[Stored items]

PR #3918, opened 2022-09-05
Rendering ignoring line breaks

### LINKED ISSUE #3881: Rendering ignoring line breaks
- Extension version: 0.49.2022082209 
- VSCode Version: 1.70.2
- OS: linux

Steps to Reproduce:
Writing a comment with regular linebreaks (no double space at the end) will render wrong in vscode.

image

in github - the linebreak is rendered properly.

image

The actual content looks like this:

image

While the content is not proper markdown (which would require either an empty line or a double-space to render a linebreak) - i think this extension should align it's rendering to how github is rendering content.

alexr00:
Fixes #3881

### DIFF
--- a/src/github/prComment.ts
+++ b/src/github/prComment.ts
@@ -68,9 +68,9 @@ export class TemporaryComment implements vscode.Comment {
 	public parent: GHPRCommentThread;
 
 	/**
-	 * The text of the comment
+	 * The text of the comment as from GitHub
 	 */
-	public body: string | vscode.MarkdownString;
+	public rawBody: string;
 
 	/**
 	 * If the temporary comment is in place for an edit, the original text value of the comment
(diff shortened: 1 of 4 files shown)


src/github/prComment.ts
```diff
@@ -225,6 +235,16 @@ export class GHPRComment implements vscode.Comment {
 		this.timestamp = new Date(comment.createdAt);
 	}
 
+	get body(): vscode.MarkdownString | string {
+		// VS Code's markdown rendering is more correct and will not render single line breaks as
+		// line breaks in markdown. To make the comment look more like github.com, we replace single line breaks with double.
+		return (this.mode === vscode.CommentMode.Editing) ? this.rawBody : new vscode.MarkdownString(this.rawBody.replace(/(?<!\s)(\r\n|\n)(?!\s)/g, '\n\n'));
```
hediet, line 241: Why is this a different regex than above?
Does it make sense to extract this into a new function?

hediet (approved):

src/github/prComment.ts
alexr00: Thanks for the reminder! I prefer to do refactors separate from other changes: https://github.com/microsoft/vscode-pull-request-github/pull/3921

Issue #3935, opened 2022-09-08
PR diff in web fails to open for added or modified files opened from the All Open node when the PR is the current PR


joyceerhl:
Originally reported by @tyriar 

1. Open https://insiders.vscode.dev/github/joyceerhl/demo-pr-diffs-bug/tree/test. This is a branch which has an associated active PR, and contains a file addition and file deletion
2. Open the All Open view and click on the file diffs for the current PR there
3. :bug: the diff for the deleted file can be opened, but the diff for the added file (and also modified files) cannot be opened.
<img width="1370" alt="image" src="https://user-images.githubusercontent.com/30305945/189188004-41524635-1938-4d88-821b-86c0e702158a.png">

I believe the problem is that we are using `file://` URIs whenever the change is in the current PR and the file change is not a deletion: 

https://github.com/microsoft/vscode-pull-request-github/blob/933b473f22797f7d43ecc4e46159f56fb2fee720/src/view/fileChangeModel.ts#L135-L139

PR #3936, opened 2022-09-08
Use repository root URI scheme for added and changed files

joyceerhl:
This PR fixes https://github.com/microsoft/vscode-pull-request-github/issues/3935

I tested that this fixes opening PR diffs for added and modified files from the All Open view tree node in both RemoteHub and desktop git repositories.

### DIFF
--- a/src/view/fileChangeModel.ts
+++ b/src/view/fileChangeModel.ts
@@ -132,26 +132,20 @@ export class InMemFileChangeModel extends FileChangeModel {
 		super(pullRequest, folderRepositoryManager, change);
 		const headCommit = pullRequest.head!.sha;
 		const parentFileName = change.status === GitChangeType.RENAME ? change.previousFileName! : change.fileName;
-		const filePath = vscode.Uri.file(resolvePath(folderRepositoryManager.repository.rootUri, change.fileName));
-		const parentPath = vscode.Uri.file(resolvePath(folderRepositoryManager.repository.rootUri, parentFileName));
-		this._filePath = isCurrentPR ? toReviewUri(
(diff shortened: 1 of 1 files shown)


src/view/fileChangeModel.ts
```diff
@@ -134,19 +134,24 @@ export class InMemFileChangeModel extends FileChangeModel {
 		const parentFileName = change.status === GitChangeType.RENAME ? change.previousFileName! : change.fileName;
 		const filePath = vscode.Uri.file(resolvePath(folderRepositoryManager.repository.rootUri, change.fileName));
 		const parentPath = vscode.Uri.file(resolvePath(folderRepositoryManager.repository.rootUri, parentFileName));
-		this._filePath = isCurrentPR ? ((change.status === GitChangeType.DELETE)
-			? toReviewUri(filePath, undefined, undefined, '', false, { base: false }, folderRepositoryManager.repository.rootUri)
-			: filePath)
```
alexr00, line 139: We need to use `file` for the active PR because we will end up with duplicate comments (one for the `file` scheme and one for the `review` scheme) if we use the `review` scheme. However, `file` is also clearly not right as the open folder doesn't always have the `file` scheme. Instead, we should use the same scheme as the currently open folder. The way I've done that in the past is to use the repository's root URI.

alexr00 (changes requested):
Thanks for the PR! We still can't use the review scheme here, but you are right that file is also incorrect. If you don't want to make the scheme change let me know and I'll make it.

alexr00 (approved):
Thank you!

PR #3946, opened 2022-09-15
Fix a dead end for GitHub Enterprise auth

alexr00:
When you're already signed in with github.com and you open an github enterprise workspace but don't have the enterprise uri setting set you end up at a dead end where nothing works.


TylerLeonhardt (dismissed):

src/@types/vscode.proposed.treeItemCheckbox.d.ts
```diff
@@ -0,0 +1,45 @@
...
+ *--------------------------------------------------------------------------------------------*/
+
+declare module 'vscode' {
+
+	export class TreeItem2 extends TreeItem {
+		/**
+		 * [TreeItemCheckboxState](#TreeItemCheckboxState) of the tree item.
+		 */
+		checkboxState?: TreeItemCheckboxState | { state: TreeItemCheckboxState; tooltip?: string };
+	}
```
benibenj, line 13: You probably don't want to push this vscode proposed API into the repo, right?

benibenj (approved):

src/@types/vscode.proposed.treeItemCheckbox.d.ts
alexr00: All the other API proposals are are in this repo (https://github.com/microsoft/vscode-pull-request-github/tree/main/src/%40types). I can them all to the .gitignore, but for now I'm just going to push it.

joaomoreno (approved):

PR #3979, opened 2022-09-23
Add link commands back into Copy As

alexr00:
Part of microsoft/vscode#157722

### DIFF
--- a/package.json
+++ b/package.json
@@ -1713,6 +1713,23 @@
 					"when": "commentController =~ /^github-(browse|review)/"
 				}
 			],
+			"editor/context/copy": [
+				{
+					"command": "issue.copyGithubPermalink",
+					"when": "gitHubOpenRepositoryCount != 0",
+					"group": "3_githubPullRequests@0"
+				},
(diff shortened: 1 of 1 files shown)


package.json
```diff
@@ -1713,6 +1713,23 @@
...
+					"when": "gitHubOpenRepositoryCount != 0",
+					"group": "3_githubPullRequests@1"
+				},
+				{
+					"command": "issue.copyGithubHeadLink",
+					"when": "gitHubOpenRepositoryCount != 0",
+					"group": "3_githubPullRequests@2"
+				}
+			],
 			"editor/context/share": [
```
benibenj, line 1733: Are you not removing the old ones?

benibenj (approved):

package.json
alexr00: After discussing with the team and with Kai, I decided to have the commands in both places. I don't want to break current user's model for where to find the commands, but we also want to make the more discoverable to users who think to look for "Share" first.

PR #4014, opened 2022-10-03
Enable localization

alexr00:


package.nls.json
```diff
@@ -0,0 +1,205 @@
...
+	"githubPullRequests.commentExpandState.description": "Controls whether comments are expanded when a document with comments is opened.",
+	"githubPullRequests.commentExpandState.expandUnresolved": "All unresolved comments will be expanded.",
+	"githubPullRequests.commentExpandState.collapseAll": "All comments will be collapsed",
+	"githubPullRequests.useReviewMode.description": "Choose which pull request states will use review mode. \"Open\" pull requests will always use review mode.",
+	"githubPullRequests.useReviewMode.merged": "Use review mode for merged pull requests.",
+	"githubPullRequests.useReviewMode.closed": "Use review mode for closed pull requests. Merged pull requests are not considered \"closed\".",
+	"githubPullRequests.assignCreated.description": {
+		"message": "All pull requests created with this extension will be assigned to this user. To assign to yourself, use the '${user}' variable.",
+		"comment": [
+			"{Locked=']${user}'}",
```
TylerLeonhardt, line 33:
```suggestion
			"{Locked='${user}'}",

```

package.nls.json
```diff
@@ -0,0 +1,205 @@
...
+	"githubIssues.userCompletions.enabled.description": "Controls whether completion suggestions are shown for users.",
+	"githubIssues.ignoreCompletionTrigger.description": "Languages that the '#' character should not be used to trigger issue completion suggestions.",
+	"githubIssues.ignoreCompletionTrigger.items": "Language that issue completions should not trigger on '#'.",
+	"githubIssues.ignoreUserCompletionTrigger.description": "Languages that the '@' character should not be used to trigger user completion suggestions.",
+	"githubIssues.ignoreUserCompletionTrigger.items": "Language that user completions should not trigger on '@'.",
+	"githubIssues.issueBranchTitle.markdownDescription": {
+		"message": "Advanced settings for the name of the branch that is created when you start working on an issue. \n- `${user}` will be replace with the currently logged in username \n- `${issueNumber}` will be replaced with the current issue number \n- `${sanitizedIssueTitle}` will be replaced with the issue title, with all spaces and unsupported characters (https://git-scm.com/docs/git-check-ref-format) removed",
+		"comment": [
+			"{Locked=']${...}'}",
```
TylerLeonhardt, line 63:
```suggestion
			"{Locked='${...}'}",

```

package.nls.json
```diff
@@ -0,0 +1,205 @@
...
+			"Do not translate what's inside of the '${..}'. It is an internal syntax for the extension"
+		]
+	},
+	"githubIssues.useBranchForIssues.description": {
+		"message": "Determines whether a branch should be checked out when working on an issue. To configure the name of the branch, set `githubIssues.issueBranchTitle`.",
+		"comment": [
+			"{Locked=']`githubIssues.issueBranchTitle`'}",
```
TylerLeonhardt, line 70:
```suggestion
			"{Locked='`githubIssues.issueBranchTitle`'}",

```

package.nls.json
```diff
@@ -0,0 +1,205 @@
...
+			"Do not translate what's inside of the `...`. It is an setting id."
+		]
+	},
+	"githubIssues.useBranchForIssues.on": "A branch will always be checked out when you start working on an issue. If the branch doesn't exist, it will be created.",
+	"githubIssues.useBranchForIssues.off": "A branch will not be created when you start working on an issue. If you have worked on an issue before and a branch was created for it, that same branch will be checked out.",
+	"githubIssues.useBranchForIssues.prompt": "A prompt will show for setting the name of the branch that will be created and checked out.",
+	"githubIssues.issueCompletionFormatScm.markdownDescription": {
+		"message": "Sets the format of issue completions in the SCM inputbox. \n- `${user}` will be replace with the currently logged in username \n- `${issueNumber}` will be replaced with the current issue number \n- `${issueNumberLabel}` will be replaced with a label formatted as #number or owner/repository#number, depending on whether the issue is in the current repository",
+		"comment": [
+			"Do not translate what's inside of the ${...}. It is an internal syntax for the extension."
```
TylerLeonhardt, line 80: this won't be picked up by pseudo language. Your call if that matters or not.

package.nls.json
```diff
@@ -0,0 +1,205 @@
...
+		]
+	},
+	"githubIssues.workingIssueFormatScm.markdownDescription": {
+		"message": "Sets the format of the commit message that is set in the SCM inputbox when you **Start Working on an Issue**. Defaults to `${issueTitle} \nFixes #${issueNumber}`",
+		"comment": [
+			"Do not translate what's inside of the ${...}. It is an internal syntax for the extension."
```
TylerLeonhardt, line 86: this won't be picked up by pseudo language since it's auto-generated. Your call if that matters or not.

package.nls.json
```diff
@@ -0,0 +1,205 @@
...
+	"command.issue.createIssueFromFile.title": "Create Issue",
+	"command.issue.issueCompletion.title": "Issue Completion Chosen",
+	"command.issue.userCompletion.title": "User Completion Chosen",
+	"command.issue.signinAndRefreshList.title": "Sign in and Refresh",
+	"command.issue.goToLinkedCode.title": "Go to Linked Code",
+	"command.issues.openIssuesWebsite.title": "Open on GitHub",
+	"welcome.github.login.contents": {
+		"message": "You have not yet signed in with GitHub\n[Sign in](command:pr.signin)",
+		"comment" : [
+			"Do not translate what's inside of (...). It is link syntax."
```
TylerLeonhardt, line 187:
```suggestion
			"Do not translate what's inside of (...). It is link syntax.",
			"{Locked='](command:pr.signin)'}"
```
in the past translators have messed with the markdown syntax by adding a space between `]` and `(` so I've historically locked those.

package.nls.json
```diff
@@ -0,0 +1,205 @@
...
+		]
+	},
+	"welcome.github.compareChanges.contents": {
+		"message": "The comparing branch has no upstream remote\n[Publish branch](command:git.publish)",
+		"comment" : [
+			"Do not translate what's inside of (...). It is link syntax."
```
TylerLeonhardt, line 193:
```suggestion
			"Do not translate what's inside of (...). It is link syntax.",
			"{Locked='](command:git.publish)'}"
```

package.nls.json
```diff
@@ -0,0 +1,205 @@
...
+	},
+	"welcome.pr.github.uninitialized.contents": "Loading...",
+	"welcome.pr.github.noFolder.contents": "You have not yet opened a folder.",
+	"welcome.pr.github.noRepo.contents": "No git repositories found",
+	"welcome.issues.github.uninitialized.contents": "Loading...",
+	"welcome.issues.github.noFolder.contents": "You have not yet opened a folder.",
+	"welcome.issues.github.noRepo.contents": "No git repositories found",
+	"welcome.github.activePullRequest.contents": "Loading...",
+	"submenu.github.pullRequests.overflow.label": "More actions...",
+	"submenu.github.issues.overflow.label": "More actions..."
```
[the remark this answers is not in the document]
TylerLeonhardt: @alexr00 I assume they were wrapped in `%` in the package.json when you did that?

src/authentication/configuration.ts
```diff
@@ -15,12 +20,13 @@ export const HostHelper = class {
 				return vscode.Uri.parse(testEnv);
 			}
 
+			const yes = vscode.l10n.t('Yes');
 			const result = await vscode.window.showInformationMessage(
-				`The 'GITHUB_TEST_SERVER' environment variable is set to '${testEnv}'. Use this as the GitHub API endpoint?`,
+				vscode.l10n.t('The \'GITHUB_TEST_SERVER\' environment variable is set to \'{0}\'. Use this as the GitHub API endpoint?', testEnv),
```
TylerLeonhardt, line 25: btw you can use backticks with `vscode.l10n.t(...)` doesn't have to use `''`. I just like using `''` by default and then either `""` or backticks when the string contains `'` but totally your call.

src/common/utils.ts
```diff
@@ -9,6 +9,7 @@ import dayjs from 'dayjs';
 import * as relativeTime from 'dayjs/plugin/relativeTime';
 import * as updateLocale from 'dayjs/plugin/updateLocale';
 import { Disposable, Event, Uri } from 'vscode';
+// TODO: localization for webview needed
```
TylerLeonhardt, line 12: Does this file get used by webviews? If so, how does that `vscode` import work?

src/issues/util.ts
```diff
@@ -113,13 +113,13 @@ export function userMarkdown(origin: PullRequestDefaults, user: User): vscode.Ma
 		markdown.appendMarkdown('  \r\n\r\n---');
 	}
 	if (user.location) {
-		markdown.appendMarkdown(`  \r\n$(location) ${user.location}`);
+		markdown.appendMarkdown(`  \r\n${vscode.l10n.t('{0} {1}', '$(location)', user.location)}`);
```
TylerLeonhardt, line 116: doesn't really need localization does it

package.nls.json
TylerLeonhardt: I mislead you hear I think... the `]` in the example was to prevent translators from putting a space between`]` and `(` in the markdown syntax `[]()`

src/issues/util.ts
alexr00: Does this not need localization for RTL languages so that the icon will be on the correct side?

package.nls.json
alexr00: The comment won't get picked up? Seems fine son long as it gets picked up for actual translation.

package.nls.json
alexr00: Seems fine so long as it gets picked up for real translation.

package.nls.json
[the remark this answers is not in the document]
alexr00: Yep:

image

src/authentication/configuration.ts
alexr00: Good to know, thank you!

src/common/utils.ts
alexr00: It does, but we're only using the types from `vscode`, so it's fine today (added the explicit `type` to the import).

src/issues/util.ts
TylerLeonhardt: We don't support [any RTL languages](https://github.com/microsoft/vscode/issues/11770) but that's a good point. Might as well leave it

package.nls.json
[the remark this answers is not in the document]
TylerLeonhardt: Bizarre... ok you skip those for now. Can you get an issue going?

package.nls.json
TylerLeonhardt: Agreed. This is fine.

To summarize, for future us, if you Lock something with the Locked comment syntax, the pseudolanguage generation will honor it.

If you only add a comment like this one, purely describing what to leave be, pseudo won't honor since it's auto-generated and no human looks at it.

TylerLeonhardt (approved):
So exciting!

package.nls.json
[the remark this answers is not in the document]
alexr00: Done: https://github.com/microsoft/vscode/issues/162671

## What you have to do
Extract exactly the leading lines of the data, stopping at and including the line with "alexr00: Thanks for".

## Result
PR #3918, opened 2022-09-05
Rendering ignoring line breaks

### LINKED ISSUE #3881: Rendering ignoring line breaks
- Extension version: 0.49.2022082209 
- VSCode Version: 1.70.2
- OS: linux

Steps to Reproduce:
Writing a comment with regular linebreaks (no double space at the end) will render wrong in vscode.

image

in github - the linebreak is rendered properly.

image

The actual content looks like this:

image

While the content is not proper markdown (which would require either an empty line or a double-space to render a linebreak) - i think this extension should align it's rendering to how github is rendering content.

alexr00:
Fixes #3881

### DIFF
--- a/src/github/prComment.ts
+++ b/src/github/prComment.ts
@@ -68,9 +68,9 @@ export class TemporaryComment implements vscode.Comment {
 	public parent: GHPRCommentThread;
 
 	/**
-	 * The text of the comment
+	 * The text of the comment as from GitHub
 	 */
-	public body: string | vscode.MarkdownString;
+	public rawBody: string;
 
 	/**
 	 * If the temporary comment is in place for an edit, the original text value of the comment
(diff shortened: 1 of 4 files shown)


src/github/prComment.ts
```diff
@@ -225,6 +235,16 @@ export class GHPRComment implements vscode.Comment {
 		this.timestamp = new Date(comment.createdAt);
 	}
 
+	get body(): vscode.MarkdownString | string {
+		// VS Code's markdown rendering is more correct and will not render single line breaks as
+		// line breaks in markdown. To make the comment look more like github.com, we replace single line breaks with double.
+		return (this.mode === vscode.CommentMode.Editing) ? this.rawBody : new vscode.MarkdownString(this.rawBody.replace(/(?<!\s)(\r\n|\n)(?!\s)/g, '\n\n'));
```
hediet, line 241: Why is this a different regex than above?
Does it make sense to extract this into a new function?

hediet (approved):

src/github/prComment.ts
alexr00: Thanks for the reminder! I prefer to do refactors separate from other changes: https://github.com/microsoft/vscode-pull-request-github/pull/3921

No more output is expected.